Direct effects of adrenocorticotropic hormone on bovine adrenomedullary cells: adenosine 3',5'-monophosphate-dependent phosphorylation of tyrosine hydroxylase.

Abstract

Release of adrenal catecholamine by carbachol has been shown to be coincident with an increase in intracellular cAMP levels. Bovine adrenal medullary (BAM) cells were prepared and maintained in culture and used to examine the role of cAMP in stimulus-secretion coupling. The addition of ACTH to these cells caused a 10- to 50-fold increase in cellular cAMP without an effect on catecholamine secretion, suggesting cortical cell contamination.

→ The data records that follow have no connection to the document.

PR #228, opened 2017-05-23
Cache image size and audio duration on attachments.

charlesmchen:
PTAL @michaelkirk

### DIFF
--- a/src/Messages/Attachments/TSAttachmentStream.m
+++ b/src/Messages/Attachments/TSAttachmentStream.m
@@ -6,6 +6,7 @@
 #import "MIMETypeUtil.h"
 #import "TSAttachmentPointer.h"
 #import <AVFoundation/AVFoundation.h>
+#import <ImageIO/ImageIO.h>
 #import <YapDatabase/YapDatabase.h>
 #import <YapDatabase/YapDatabaseTransaction.h>
 
@@ -16,6 +17,11 @@ NS_ASSUME_NONNULL_BEGIN
 // We only want to generate the file path for this attachment once, so that
 // changes in the file path generation logic don't break existing attachments.
 @property (nullable, nonatomic) NSString *localRelativeFilePath;
+
+// These properties should only be accessed on the main thread.
+@property (nullable, nonatomic) NSNumber *cachedImageWidth;
+@property (nullable, nonatomic) NSNumber *cachedImageHeight;
+@property (nullable, nonatomic) NSNumber *cachedAudioDurationSeconds;
 
 @end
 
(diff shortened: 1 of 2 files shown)


charlesmchen:
See: https://github.com/WhisperSystems/Signal-iOS/pull/2145

michaelkirk (approved):
LGTM

src/Messages/Attachments/TSAttachmentStream.m
```diff
@@ -289,6 +297,177 @@ + (void)deleteAttachments
...
+
+    return imageSize;
+}
+
+- (CGSize)cachedImageSizeWithTransaction:(YapDatabaseReadWriteTransaction *)transaction
+{
+    OWSAssert([NSThread isMainThread]);
+    OWSAssert(transaction);
+
+    if (self.cachedImageWidth && self.cachedImageHeight) {
```
michaelkirk, line 382: Isn't this redundant with the first few lines of `ensureCachedImageSizeWithTransaction`?

I also think the name of this method (cachedImageSizeWithTransaction) is confusing because you aren't necessarily getting a cached image size. I would expect a method named `cachedFoo` to return foo if it were cached, else return nil.

Can we just call `ensureCachedImageSizeWithTransaction` directly and delete this method? That would get rid of the redundancy and, I think be a better name.

charlesmchen: Sorry I just saw this comment.

charlesmchen: > Isn't this redundant with the first few lines of ensureCachedImageSizeWithTransaction?

Removed here and in the audio duration methods.

charlesmchen: > Can we just call ensureCachedImageSizeWithTransaction directly and delete this method? That would get rid of the redundancy and, I think be a better name.

I've renamed these methods by removing "cached":
```
- (CGSize)imageSizeWithTransaction:(YapDatabaseReadWriteTransaction *)transaction;
- (CGSize)imageSizeWithoutTransaction;

- (CGFloat)audioDurationSecondsWithTransaction:(YapDatabaseReadWriteTransaction *)transaction;
- (CGFloat)audioDurationSecondsWithoutTransaction;
```
Is that clearer?  

* I wanted to emphasize that a transaction may be used to avoid deadlock.
* If the user passes a transaction, we want it to be non-null.

WDYT?

See: https://github.com/WhisperSystems/Signal-iOS/pull/2149
See: https://github.com/WhisperSystems/SignalServiceKit/pull/229

PR #229, opened 2017-05-24
Rename audio duration and image size methods in TSAttachmentStream.

charlesmchen:
See: https://github.com/WhisperSystems/SignalServiceKit/pull/228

Percoll density separation of both BAM cells and adrenal cortical cells revealed that the greatest cAMP responses to ACTH corresponded to the catecholamine-containing cell fractions and not to those density layers where cortical cells sedimented. BAM cells isolated on Percoll did not metabolize [14C]cholesterol to steroids as would be expected were the ACTH-stimulated cAMP accumulations due to cortical cell contamination of the cultures. ACTH stimulated protein phosphorylation in 32P-labeled BAM cells in a manner indistinguishable from that induced by carbachol and forskolin. The major soluble phosphoprotein to be affected by these agents had a relative mol wt of 55-57 kdaltons on sodium dodecyl sulfate-gels and corresponded to tyrosine hydroxylase, which is a specific marker enzyme in the adrenal for chromaffin cells. We propose that bovine adrenal chromaffin cells express ACTH receptors which are coupled to adenylate cyclase. While no acute effect of ACTH was found on catecholamine secretion, ACTH may play a direct role in the regulation of catecholamine synthesis by stimulating the phosphorylation of tyrosine hydroxylase by cAMP-dependent protein kinase.